L' idea della squadra itinerante era venuta alla Juventus del calcio, allora guidata da Antonio Giraudo e Luciano Moggi, ma ora la sta realizzando la Juventus della pallanuoto, la Pro Recco. Nel 1995, sia la semifinale sia la finale di Coppa Uefa vennero giocate dai bianconeri a Milano. Nel 1999, poi, precipitata nell'Intertoto, Madama stabilì a Cesena il proprio campo base per le partite in casa.
A muovere la Juve erano ragioni diverse, questioni economiche, problemi di ristrutturazione dello Stadio Delle Alpi, una serie di situazioni che non stiamo a rivangare. Però i dirigenti della Juventus di allora avevano accarezzato l'idea: una grande squadra itinerante in giro per l'Italia a raccogliere migliaia di tifosi lontani.

Ora è la Pro Recco, il club di cui è proprietario Gabriele Volpi, il club della Santa Waterpolo più titolato al mondo, 33 scudetti e 14 Coppe dei Campioni-Eurolega-Champions solo per citare i più importanti, a interpretare l'idea. La linea la detta Maurizio Felugo, campione del mondo 2011, vice campione olimpico 2012, nel primo caso battendo con l'Italia in semifinale la Croazia di Rudic, nel secondo venendone sconfitta in finale.

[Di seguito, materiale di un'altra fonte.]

Issue #352, opened 2026-04-07
vhost-user-backend: Allow disabling migration support


DemiMarie:
The vhost-user-backend crate requires that a specific bitmap is used.  Cloud Hypervisor's block code will also require a specific bitmap as part of the fix for a soundness bug (cloud-hypervisor/cloud-hypervisor#7955) which was almost a security vulnerability.  Making the block code generic over the type of bitmap is too complex and likely has negative compile-time impacts.

Therefore, I'm going to be removing this support.  If the backend allowed using any bitmap (with no migration support), this would be better.

germag:
hi, I'm not really follow what you mean, I think I'll understand better with the PR.

> The vhost-user-backend crate requires that a specific bitmap is used

Not really, the first version I wrote was intended for the vm-memory crate, but since the vhost-crate is the only one using it we decided to keep it inside the vhost-user. But, the requirement comes from the vm-memory, any bitmap must implement the Bitmap trait

DemiMarie:
> hi, I'm not really follow what you mean, I think I'll understand better with the PR.

`vhost-user-backend` requries `BitmapMmapRegion`.  This requires locking that makes it slower than the `AtomicBitmap` used elsewhere in Cloud Hypervisor.  Allowing either to be used would require that the whole block layer be made generic over the bitmap.

germag:
> vhost-user-backend requries BitmapMmapRegion. This requires locking that makes it slower than the AtomicBitmap used elsewhere in Cloud Hypervisor. Allowing either to be used would require that the whole block layer be made generic over the bitmap.

Ok, I see, yes we need the lock because the bitmap is only set before migration. But, after setting the bitmap we only get a read lock, so the lock will not be under contention. Did you measure a significant performance degradation?, if so, can we use a different lock implementation where read-only access has a lesser impact.

Still not sure about how you propose to fix it

DemiMarie:
I’d like to remove the requirement for a specific bitmap if live migration is not in use.  The vhost-user backends in Cloud Hypervisor are for testing only.

germag:
> I’d like to remove the requirement for a specific bitmap if live migration is not in use. The vhost-user backends in Cloud Hypervisor are for testing only.

why not just add a feature and use () as bitmap then?, since () already implements all the required traits?

DemiMarie:
[...]

PR #353, opened 2026-04-14
vhost-user-backend: Allow AtomicBitmap

DemiMarie:
### Summary of the PR

https://github.com/cloud-hypervisor/cloud-hypervisor/pull/7971 changes the block layer to require that AtomicBitmap is used.  This breaks the vhost-user server.  Since this server is only for testing, making the whole block layer generic is undesirable.

Allow AtomicBitmap to be used when migration is not needed.

### Requirements

requirements:

  test.

### DIFF
--- a/vhost-user-backend/CHANGELOG.md
+++ b/vhost-user-backend/CHANGELOG.md
@@ -3,6 +3,9 @@
 ## [Unreleased]
 
 ### Added
+- Support for using AtomicBitmap (from vm_memory)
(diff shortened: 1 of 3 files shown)


germag:
Hi,

Is this PR related to #352 ?

DemiMarie:
@germag Yes

germag:
> @germag Yes

Ok, so should be close then?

Con Ratko si sono ritrovati a Recco, presidente e allenatore, e hanno cominciato, un anno fa, una nuova avventura che comprende anche la pallanuoto itinerante.

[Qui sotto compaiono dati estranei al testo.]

PR #541, opened 2023-01-10
`RealJenkinsRule`: option to provide a custom port/listen address

Vlatombe:
Kubernetes-plugin is running its tests within a kubernetes pod running in Kind.

During test execution, agents need to loopback to the running controller running in another container, and so the controller needs to bind another network interface than localhost.

A [special](https://github.com/jenkinsci/kubernetes-plugin/blob/54f40a5e7fb1798bad69977b00fa8634260d8852/src/test/java/org/jvnet/hudson/test/JenkinsRuleNonLocalhost.java) version of JenkinsRule is used for regular tests, considering prior attempts to introduce such option were not merged.

For RealJenkinsRule-based tests, it seems much simpler to have the option available directly in the framework.

See usage in https://github.com/jenkinsci/kubernetes-plugin/pull/1290

Relates to https://github.com/jenkinsci/jenkins-test-harness/pull/289#issuecomment-809560892, for RJR.

### DIFF
--- a/src/main/java/org/jvnet/hudson/test/RealJenkinsRule.java
+++ b/src/main/java/org/jvnet/hudson/test/RealJenkinsRule.java
@@ -160,6 +160,15 @@ public final class RealJenkinsRule implements TestRule {
      */
     private int port;
 
+    /**
+     * HTTP interface the server listens to.
+     * <p>
+     * Defaults to 127.0.0.1.
+     * <p>
+     * Should be overridden only in specific testing use cases, like testing inside a docker container.
+     */
+    private String httpListenAddress = "127.0.0.1";
+
     private File war;
 
     private boolean includeTestClasspathPlugins = true;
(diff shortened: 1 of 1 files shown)


jglick:
Any relation to https://github.com/jenkinsci/jenkins-test-harness/pull/289#issuecomment-809560892?

Vlatombe:
Ah, possibly, due to https://github.com/jenkinsci/jenkins-test-harness/blob/8bea09f5abe2038ce26822a6f752aff3279fe1c9/src/main/java/org/jvnet/hudson/test/RealJenkinsRule.java#L559

src/main/java/org/jvnet/hudson/test/RealJenkinsRule.java
```diff
@@ -315,6 +324,15 @@ public RealJenkinsRule withPort(int port) {
         return this;
     }
 
+    /**
+     * Provides a custom interface to listen to. This should be restricted for specific testing use cases (like running inside a docker container)
```
jglick, line 328:
```suggestion
     * Provides a custom interface to listen to.
     * <p><em>Important:</em> for security reasons this should be overridden only in special scenarios,
     * such as testing inside a Docker container.
     * Otherwise a developer running tests could inadvertently expose a Jenkins service without password protection,
     * allowing remote code execution.
```

src/main/java/org/jvnet/hudson/test/RealJenkinsRule.java
```diff
@@ -160,6 +160,15 @@ public final class RealJenkinsRule implements TestRule {
      */
     private int port;
 
+    /**
+     * HTTP interface the server listens to.
+     * <p>
+     * Defaults to 127.0.0.1.
+     * <p>
+     * Should be overridden only in specific testing use cases, like testing inside a docker container.
+     */
```
jglick, line 169: Leave it to the `public` method.

```suggestion
```

jglick (approved):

«Noi non abbiamo la piscina, ma non è solo per quello, è anche interessante per la promozione della pallanuoto, si esce dall'ambito locale, si va oltre i territori classici del nostro sport, è un'occasione di mostrare una squadra di grandi campioni che affronta squadre internazionali di altissimo livello», racconta Rudic al Foglio Sportivo.
Maurizio Felugo aggiunge: «Noi abbiamo la problematica della piscina, il campo interno per il campionato è a Sori, ma per la Champions abbiamo cominciato a girare. E ne siamo stati ripagati. E' emozionante vedere il desiderio di questi nuovi tifosi».
Le richieste sono molte, il format collaudato. «Le società che ci ospitano hanno l'incasso dalla biglietteria e noi rientriamo dei costi». La prima gara itinerante della Pro Recco è stata giocata a Novara contro lo Spandau Berlino i17 febbraio 2018: 1.200 spettatori, sold out.
Gli appuntamenti della stagione 2018/2019: a Bologna, Pro Recco-Eger e Pro Recco-Steaua Bucarest: 1.300 spettatori, sold out;
a Torino, piscina Monumentale: Pro Recco- Barceloneta, 700 spettatori, *** sold out; a Firenze: Pro ReccoStella Rossa, 1.000 spettatori, sold out.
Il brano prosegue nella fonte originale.